Let me throw out my numbers. When I was learning (I learned on film) I didn't have access to a dark room. Everything had to be brought to the lab. A 36 exposure roll of film was between $10-12. Processing for that roll was around $8-10. I'll split the difference and say film and processing for a single 36 exposure roll averaged out to about $20 a roll. That is about $0.56 PER SHOT. That's not including the cost of equipment. No wonder you didn't spell out how much it costs per shot to shoot film. I doubt it's that much (I live somewhere where everything is about 20-30% more expensive), but there's no way you're shooting film for your digital cost of $0.07 per shot.  BTW, how did you get that number? The only data I found was an average of 100,000 actuations for a d5000, and a cost of $729.95, meaning each shot, on average is actually about $0.007, or less than 1 cent per actuation. Your data seems to be based off an incorrect average life for the d5000 of only 10,000 actuations, which is incorrect according to Nikon. With printing costs, the great part about digital is you only have to print/process keepers. And still, your numbers are no where near what it costs for the same thing for film (which requires processing, and has the same printing costs). You're also using replacement cost. A repair is far less than the cost of replacement, and if the camera is still under warranty, it'll be free. Let's not forget that film equipment has maintenance and replacement as well (albeit, not as expensive, but it's still there). Not to mention that a film camera has more mechanical parts that are more prone to failure than a digital which has less.

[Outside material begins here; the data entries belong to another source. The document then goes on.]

PR #10348, opened 2021-09-17
Fix deprecation in league/csv

blankse:
## Additional info  

league/csv add PHP 8 support in 9.6.2: https://github.com/thephpleague/csv/releases/tag/9.6.2
So it should bumped anyway.


brusch:
Thank you very much!

PR #10349, opened 2021-09-19
function is not available in document

archanagoyal07:
function assignVariablesToModel is called in model file. but not define anywhere.

  
  

Resolves #


jdreesen:
The code example doesn't seem to be complete.

archanagoyal07:
The code is working in my local project.

Well it's up to you, you can test and merge branch.

Thanks
Archana

brusch:
Hmm, `assignVariablesToModel()` is available on `\Pimcore\Model\Dao\AbstractDao` so shouldn't be necessary. If you need custom functionality there, you can of course override it - but that just plain PHP 😉

archanagoyal07:
Ok, but this was giving error when it called in model function. So I
thought that it is not available. Well thanks for the information. I will
check this.

PR #10350, opened 2021-09-20
[Predefined Asset metadata] default action for "Add predefined definitions" button not working as expected

mcop1:
Right now, if you directly click on the button no metadata definitions are added. 
#9019 mentions that all metadata defintions should be added in this case.


weisswurstkanone:
thx!

Issue #9330, opened 2021-06-04
[Core] Config Deployment Improvements


brusch:
Deployments vs. local configs
See also https://github.com/pimcore/data-hub/issues/357#issuecomment-842412425

- [x] custom reports 
- [x] document types 
- [x] predefined properties
- [x] predefined asset meta-data
- [x] thumbnails
- [x] web2print config
- [x] static routes (no settings-store)
- [x] perspectives
- [x] custom views

brusch:
This also fixes #6987

jdreesen:
Is this already completely done? It seems it was automatically closed by mistake.

jdreesen:
Aaand it's closed again without being completely done :wink:

brusch:
@jdreesen 😁 Thanks

jdreesen:
<h3>:partying_face:</h3>

PR #10352, opened 2021-09-20
[Core] Config Deployment Improvements predefined asset metadata

mcop1:
part of #9330

### DIFF
--- a/models/Metadata/Predefined/Dao.php
+++ b/models/Metadata/Predefined/Dao.php
@@ -31,7 +31,7 @@ class Dao extends Model\Dao\PimcoreLocationAwareConfigDao
         $config = \Pimcore::getContainer()->getParameter("pimcore.config");
 
         parent::configure([
-            'containerConfig' => $config['metadata']['predefined']['definitions'] ?? [],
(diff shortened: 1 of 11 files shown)


models/Metadata/Predefined/Dao.php
```diff
@@ -22,16 +22,25 @@
...
+    use Model\Dao\AutoIncrementTrait;
+
     public function configure()
     {
-        parent::configure();
-        $this->setFile('predefined-asset-metadata');
+        $config = \Pimcore::getContainer()->getParameter("pimcore.config");
+
+        parent::configure([
+            'containerConfig' => $config['metadata']['predefined']['definitions'] ?? [],
```
weisswurstkanone: As this is only asset specific I would assume that this should go into the assets namespace similar to
            'containerConfig' => $config['documents']['doc_types']['definitions'] ?? [],

wdyt ?

mcop1: Since metadatas are used in assets only, I would say you are right. I will change the namespace and data structure accordingly.

weisswurstkanone:
thanks a lot!

PR #10356, opened 2021-09-20
Fixes Key/name labels on Properties

NiklasBr:
Fixes a mismatch where currently what is called "Name" on the element is actually the "Key" of the property:

image

I could make a follow-up patch to also add the actual "Name" column on the element as well.


brusch:
Thanks a lot! 👍
Yes, I think it would make sense to display the `Name` as well if available (similar to `Description`). Would  be nice if you could provide a PR for that. Thanks in advance! 😊

PR #10367, opened 2021-09-21
Fix Bug: Object Scheduled Tasks

### LINKED ISSUE #10365: [Bug]: Object Scheduled Tasks
### Expected behavior

When you create schedule task on some object and reload this object, you expect to see same information you enter in form

### Actual behavior

After creation schedule task, entry is stored into database, but after reloading object, server return empty object for created task in array scheduledTasks and grid can not show real information

### Steps to reproduce

1. Go to public demo https://demo.pimcore.fun/admin
2. open some object (_e.g. News_)
3. Go to tab Schedule
4. Create one entry for schedule
5. Save object
6. Reload object

> You will see one entry with empty fields (_except date which show 1970-01-01_); Also in network yo can see empty object in `scheduledTasks` image (20)

blankse:
Resolves #10365
Followup to #10320

### DIFF
--- a/bundles/AdminBundle/Controller/Admin/DataObject/DataObjectController.php
+++ b/bundles/AdminBundle/Controller/Admin/DataObject/DataObjectController.php
@@ -33,6 +33,7 @@ use Pimcore\Model\DataObject\ClassDefinition\Data\ManyToManyObjectRelation;
 use Pimcore\Model\DataObject\ClassDefinition\Data\Relations\AbstractRelations;
 use Pimcore\Model\DataObject\ClassDefinition\Data\ReverseObjectRelation;
 use Pimcore\Model\Element;
+use Pimcore\Model\Schedule\Task;
 use Pimcore\Model\Version;
 use Pimcore\Tool;
 use Symfony\Component\EventDispatcher\GenericEvent;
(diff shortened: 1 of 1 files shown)


gjorgic:
Hi @blankse  I check this and now i can see details in grid, but there is issue with time; each time when i save and reload object, time is increased

image

After saving and reloading i see this

image

blankse:
@gjorgic I havent't that problem. Whats your "Default timezone" and "date.timezone" values in the php.ini? Should be UTC I guess.

gjorgic:
My "Default timezone" is UTC, but "date.timezone" no value

However, this pull request solve the issue I reported  #10365
 :+1: Thanks @blankse

dvesh3:
@gjorgic please make sure to set correct timezone in `config.yaml` for Pimcore to show date times correctly:
```
pimcore:
   general:
       timezone: Europe/Berlin
```

dvesh3:
@blankse thanks a lot!

blankse:
@gjorgic @dvesh3 I see we also set the timezone in the config.yaml. So it makes a different, if the client use a other timezone? Maybe we must set the timezone in JS for the date?

gjorgic:
~@dvesh3 is there any chance to merge/cherry-pick this fix into 10.0?~
_Ignore this_

PR #10376, opened 2021-09-22
Fix invisible field inside block element

dturopoli:
When env is set to DEV an error appears when trying to save an object that has block element with invisible field (test1 is invisible field)

Screenshot from 2021-09-22 10-51-58

Also when you save an object that has invisible field inside block element using Master (admin mode) 
Screenshot from 2021-09-22 10-57-16
value inside invisible field wouldn't be updated.


weisswurstkanone:
Thx!

PR #10377, opened 2021-09-22
Versions -> Delete empty folders

### LINKED ISSUE #7717: Versions -> Delete empty folders
Currently when versions are deleted only the version file get removed but the directory of the version dosn't get deleted. 
Over the time this can cause a lot of disc usage. 

Tested it with 2 Projekt:
First:
Version directory had 8,3GB and after "find ./var/versions/ -type d -empty -delete" it has only 205MB.
Second: 
Version directory had 125GB and after "find ./var/versions/ -type d -empty -delete" it has only 111GB. (3.6Million empty folders deleted)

> After I got into shooting film, I have found myself returning with only 30 or so images, but they are all keepers.



And how many did you potentially miss, because you didn't want to shoot away that $0.56 (my number, since you didn't provide yours)? Not saying you did, but was it even a possibility? I know I was reluctant to try things when I was spending half a buck per shot. You tend to only go for sure things when money is a factor.

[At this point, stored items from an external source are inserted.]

PR #10646, opened 2021-10-19
[Admin] Grids - Replace cellEditing with RowEditing

dvesh3:
In Admin interface, adding and updating settings on grids is cumbersome with cell-editing plugin as each cell edit fires an update request, which sometimes breaks when multiple requests are fired in close intervals, so I would like to propose using RowEditing instead of CellEditing plugin.

With Row Editing plugin, only one request is fired when clicking on update or pressing Enter. 
image

Grids covered:
 - Glossary
 - Unit settings
 - Document Types
 - Predefined Properties
 - Static Routes
 - Translations
 - Website Settings
 - Redirects

### DIFF
--- a/bundles/AdminBundle/Resources/public/js/pimcore/settings/translations.js
+++ b/bundles/AdminBundle/Resources/public/js/pimcore/settings/translations.js
@@ -190,14 +190,13 @@ pimcore.settings.translations = Class.create({
             listeners: {
                 beforeedit: function(editor, e) {
                     let cm = this.grid.getColumnManager().getColumns();
-                    for (var i=0; i < cm.length; i++) {
-                        if (cm[i].dataIndex === 'data') {
-                            let editor = this.getCellEditor(e.record.get('type'));
+                    for (let i=0; i < cm.length; i++) {
+                        let columnId = cm[i].id;
+                        if (columnId.startsWith('translation_column_')) {
+                            let editor = this.getCellEditor(e.column.dataIndex.substring(1), e.record);
                             if (editor) {
-                                e.grid.columns[i].setEditor(editor);
+                                e.grid.getColumnManager().columns[i].setEditor(editor);
                             }
-
-                            break;
                         }
                     }
                 }.bind(this)
--- a/bundles/AdminBundle/Resources/public/js/pimcore/settings/translations.js
+++ b/bundles/AdminBundle/Resources/public/js/pimcore/settings/translations.js
@@ -111,7 +111,7 @@ pimcore.settings.translations = Class.create({
                 sortable: true,
                 dataIndex: "_" + languages[i],
                 filter: 'string',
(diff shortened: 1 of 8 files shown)


dvesh3:
@fashxp @brusch what do you guys think about this change?

brusch:
Works like a charm - just one thing - could we maybe stop the row-editor from opening if the row isn't writable? Then it would be super smooth 😊
image

dvesh3:
> Works like a charm - just one thing - could we maybe stop the row-editor from opening if the row isn't writable? Then it would be super smooth 😊 image

@brusch yes, that's possible with `beforeedit` event listener like:
```js
beforeedit: function (editor, context, eOpts) {
    if (!context.record.data.writeable) {
        return false;
    }
}
```

brusch:
@dvesh3 nice, then I'd go for it 👍

bundles/AdminBundle/Resources/public/js/pimcore/settings/translations.js
```diff
@@ -184,25 +184,23 @@ pimcore.settings.translations = Class.create({
...
-                beforeedit: function(editor, context, eOpts) {
-                    editor.editors.each(function (e) {
-                        try {
-                            // complete edit, so the value is stored when hopping around with TAB
-                            e.completeEdit();
-                            if (in_array(context.field, this.languages)) {
-                                Ext.destroy(e);
+                beforeedit: function(editor, e) {
+                    let cm = this.grid.getColumnManager().getColumns();
+                    for (var i=0; i < cm.length; i++) {
```
matthiashamacher: As you use `let` already for the other variables, you could use it here too instead of `var` so it is consistent.

bundles/AdminBundle/Resources/public/js/pimcore/settings/website.js
```diff
@@ -256,25 +255,23 @@ pimcore.settings.website = Class.create({
...
-                            e.completeEdit();
-                            Ext.destroy(e);
-                        } catch (exception) {
-                            // garbage collector was faster
-                            // already destroyed
-                        }
-                    });
+                beforeedit: function(editor, e) {
+                    let cm = this.grid.getColumnManager().getColumns();
+                    for (var i=0; i < cm.length; i++) {
```
matthiashamacher: Same here, please use `let`

brusch:
@dvesh3 Looks good to me, just one thing, the quantity value grid doesn't save any values, can you please fix that 😊 Thanks a lot!

brusch (changes requested):
@dvesh3 Looks good to me, just one thing, the quantity value grid doesn't save any values, can you please fix that 😊 Thanks a lot!

dvesh3:
> @dvesh3 Looks good to me, just one thing, the quantity value grid doesn't save any values, can you please fix that 😊 Thanks a lot!

@brusch Fixed.

Issue #10613, opened 2021-10-15
[Improvement]: Doctrine  DBAL v3


brusch:
Should fix #5361 as well. 
Consider discussion here: #10648

See also: #12917

goetas:
FYI, 3.3.0 has been released

brusch:
@goetas thanks a lot 👍

jdreesen:
Meanwhile, `doctrine/migrations` is now compatible with DBAL v3 and DBAL v2 will get out of maintenance in April (plus an additional year of security fixes).

See: [Sunsetting Doctrine DBAL 2](https://www.doctrine-project.org/2022/01/22/sunsetting-dbal-2.html)

brusch:
Should be now ready to work on as #12917 got merged

Issue #5361, opened 2019-12-02
Memory leaks on bulk objects save


FredoVelcro-zz:
We are importing lots of objects (more than 100000) and the server memory keep increasing.
We tried many things to localize the origin of the problem, and it seems to be in the save() method/process itself.

What we tried to free memory :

> Film is a GREAT tool to learn photography on. In fact, I encourage it.



Film is _*A *_tool, one of many. You can learn at least as well, and more often than not, better on digital. Let's talk about why I believe Digital is a better learning tool.

1) Instant feedback (you can immediately check exposure, composition, etc)
2) Built in note taking (EXIF data is an INCREDIBLE learning tool, and with integrated GPS becoming common, even more so)
3) Histogram (Learning to read a histogram is such a great tool, and you can look at it on the camera)
4) You don't have to be afraid to make mistakes (we learn from mistakes, not from successes)
5) It costs (essentially) nothing to try something new
6) Can change ISO on the fly, and not have to decide between wasting exposures on a roll, or making due in changing lighting conditions

I'm not saying you can't learn with film. I'm not saying you shouldn't shoot film. I would encourage everyone to try film at some point as well. But film simply can't compete with digital when it comes to learning to shoot. There's too many advantages to learning digital.

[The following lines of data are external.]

PR #10652, opened 2021-10-19
[Documents] Blocks Editable - Ignore adding extra indices on required check and xliff export

### LINKED ISSUE #10443: [Bug]: Required fields in Blocks fail serverside check
### Expected behavior

In more complex sites, validating required fields within block elements fails.

This is checked in:
vendor/pimcore/pimcore/models/Document/PageSnippet.php:664

Here, we get the list of used editable names. The issue is that, for some block elements, a non-existing ediable name is added with the number of 1000000

I have come so far, as to see, this is added in:
vendor/pimcore/pimcore/lib/Event/Model/Document/EditableNameEvent.php:117
although when you look at the page object, there is no editable with that name.

There will be, for example an editable:
stage_imageset_block:1.stage_image
but this ediable name will also be added to the list:
stage_imageset_block:1000000.stage_image

I will add some screenshots and object dumps.

### Actual behavior

Validation works properly.

### Steps to reproduce

No easy way found yet, to reproduce, will look further.

dvesh3:
Resolves #10443

### DIFF
--- a/models/Document/Editable/Block.php
+++ b/models/Document/Editable/Block.php
@@ -24,7 +24,10 @@ use Pimcore\Tool\HtmlUtils;
  */
 class Block extends Model\Document\Editable implements BlockInterface
 {
-    const IGNORE_EDITMODE_INDICES = '_block_ignore_extra_editmode_indices';
+    /**
+     * @internal
+     */
+    const ATTRIBUTE_IGNORE_EDITMODE_INDICES = '_block_ignore_extra_editmode_indices';
 
     /**
      * Contains an array of indices, which represent the order of the elements in the block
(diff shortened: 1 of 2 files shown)


models/Document/Editable/Block.php
```diff
@@ -437,4 +439,14 @@ private function getBlockAttributes(): string
...
     }
+
+    /**
+     * @return bool
+     */
+    private function isIgnoreEditmodeIndices(): bool
+    {
+        $requestStack = \Pimcore::getContainer()->get('request_stack');
+
+        return $requestStack->getCurrentRequest()->get(self::IGNORE_EDITMODE_INDICES, false);
```
brusch: Just to be sure, I'd add a check here if `getCurrentRequest() !== null` .

brusch (changes requested):

models/Document/Editable/Block.php
dvesh3: Returning `false` on `getCurrentRequest() === null`

brusch (approved):

PR #10653, opened 2021-10-19
remove all internal usages of Pimcore ConnectionInterface/PimcoreExtensionsTrait

dpfaffenbauer:
`Pimcore\Db::get` currently includes a BC break, cause it changes the doc-type for the return class. This should still be `ConnectionInterface|Connection`. For now I removed it to get a idea of how many usages there actually are. Once Stan doesn't report any "unknown function" calls, we can re-add that and then merge it.


dpfaffenbauer:
@brusch this should go into the direction we discussed. could you take a brief look at it and give me some feedback?

dpfaffenbauer:
ping @brusch ?

brusch:
@dpfaffenbauer sorry, this is a quite huge PR and I'm quite busy at the moment. What is the status of this PR, is it already finished from your side, as it is still flagged as draft?

dpfaffenbauer:
@brusch yes, if someone could have a look at it...

brusch:
I'd like to start this topic again 😊 But I think it would make sense to split this monster PR 👾 up into smaller pieces. Maybe the first part could be to deprecate the interface, change the return types and introduce the helpers. And then we can continue with changing the DI stuff, the methods, .... WDYT?

brusch:
@dpfaffenbauer sorry, missed to tag you 🤗

brusch:
@dpfaffenbauer do you think you can do this anytime soon? Thanks for a quick info 😉

PR #10657, opened 2021-10-20
Document-types remove int-cast and is_numeric-function

MosiiAUT:
Document-types configurations are now yaml-files with a string ID

Removes int-cast and is_numeric query of the "docTypeId" param for document-types


dvesh3:
@MosiiAUT thanks!

PR #10665, opened 2021-10-20
Fix error if redirect is already deleted

blankse:
Error occurs when double-clicking. Or if another user has already removed the redirect.

Remove:
```
Call to a member function delete() on null
```

Update:
```
Call to a member function setValues() on null
```


brusch:
Thank you very much 😊

PR #10666, opened 2021-10-21
[BUG] PimcoreLocationAwareConfigDao: Runtime cache doesn´t cache datasource

mcop1:
PimcoreLocationAwareConfigDao: Runtime cache doesn´t cache datasource, therefore datasource is null for all cached items. As a result "isWriteable" Method doesn´t work like intended.

### DIFF
--- a/lib/Model/Dao/PimcoreLocationAwareConfigDao.php
+++ b/lib/Model/Dao/PimcoreLocationAwareConfigDao.php
@@ -70,10 +70,12 @@ abstract class PimcoreLocationAwareConfigDao implements DaoInterface
 
         list($data, $this->dataSource) = $this->locationAwareConfigRepository->loadConfigByKey($id);
 
-        self::$cache[$this->settingsStoreScope][$id] = [
-            'datasource' => $this->dataSource,
-            'data' => $data,
-        ];
+        if($data) {
+            self::$cache[$this->settingsStoreScope][$id] = [
+                'datasource' => $this->dataSource,
+                'data' => $data,
+            ];
+        }
 
         return $data;
     }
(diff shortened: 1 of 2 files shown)


lib/Model/Dao/PimcoreLocationAwareConfigDao.php
```diff
@@ -63,13 +65,17 @@ protected function getDataByName(string $id)
...
+            isset(self::$cache[$this->settingsStoreScope][$id][self::cacheKeyDataSource])) {
+
+            $this->dataSource = self::$cache[$this->settingsStoreScope][$id][self::cacheKeyDataSource];
             return self::$cache[$this->settingsStoreScope][$id];
         }
 
         list($data, $this->dataSource) = $this->locationAwareConfigRepository->loadConfigByKey($id);
 
         self::$cache[$this->settingsStoreScope][$id] = $data;
+        self::$cache[$this->settingsStoreScope][$id][self::cacheKeyDataSource] = $this->dataSource;
```
brusch:
```suggestion
        self::$cache[$this->settingsStoreScope][$id] = [
            'datasource' => $this->dataSource,
            'data' => $data,
        ];
```

This assumes `$data` is an array, it would also override a config node called `datasource`. so I'd wrap this in another array container. I think we can then as well live without having `datasource` as a constant 😊

brusch (changes requested):

lib/Model/Dao/PimcoreLocationAwareConfigDao.php
```diff
@@ -63,13 +63,20 @@ protected function getDataByName(string $id)
     {
         $this->id = $id;
 
-        if (isset(self::$cache[$this->settingsStoreScope][$id])) {
-            return self::$cache[$this->settingsStoreScope][$id];
+        if (isset(self::$cache[$this->settingsStoreScope][$id]) &&
+            isset(self::$cache[$this->settingsStoreScope][$id]['datasource'])) {
```
brusch:
```suggestion
```
This is obsolete as well, as `datasource` is always set if the cache key exists.

brusch (changes requested):

brusch:
Line `75`: 
```php
self::$cache[$this->settingsStoreScope][$id] = $data;
```
is also obsolete.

P.S. Before you come out with the film is a better learning tool than digital because film is harder, then I'd suggest you get out your glass plates, start mixing your own wet colloidion emulsions, and get one of these. Because that's way harder than film or digital.


----------



## AaronLLockhart (Aug 4, 2012)

Derrel said:


> OMG..this old thread opened back up. Hey....here's an interesting fact.In the early 2000's, 2003 I think it was, I bought the then-new, smokin'-hot Fuji S2 Pro digital SLR. I shot the daylights out of that camera. In fact, at one point, I had shot the equivalent of $78,000 in "film and processing costs"...all for the cost of a $2,400 camera body. And that cost was at $7.99 per roll of 36 Ektachrome 100 and $10.99 processing at a GOOD lab. Did not include ANY higher-ISO film, which costs MORE, and did not include any color prints, which were more expensive as well. Oh--and that $78,000 worth of film and processing did not include ANY gasoline or transportation money, or time, nor hassle involved in incessant trips to buy film,drop it off,drive back home,go get it drive back home, then squint over the lightbox evaluating Ektachromes. OR, who misses that 10- to 14 day wait for Kodachrome's return??? I miss Kodachrome, R.I.P., but do NOT miss the long waits for it to be processed and then mailed back from one of a handful of labs that could soup it.
> 
> D-SLR capture is a LOT like shooting high-qualkity, expensive color slide film...only with MUCH better dynamic range!! A color positive, developed right IN THE CAMERA, with INSTANT evaluation possibilities, and 100% pixels on-screen view to evaluate the image. zOMG...such a great thing.
> 
> ...




If the basis of the new equipment were directly transferable to the new medium, then yes, you would. In other words, if you had to change flash bulbs after every shot with new tech, then you need to teach him how to change them. Your horse and buggy vs driving analogy is terrible, considering you don't "drive" a horse. However, you might consider a go-kart. 

Digital cameras still operate the EXACT same way that film cameras do. To see the results on film, will help learn the settings before the actual shot is made, where as with digital, most of the time beginners fire MULTIPLE test shots before the settings get right, for each shot they take. 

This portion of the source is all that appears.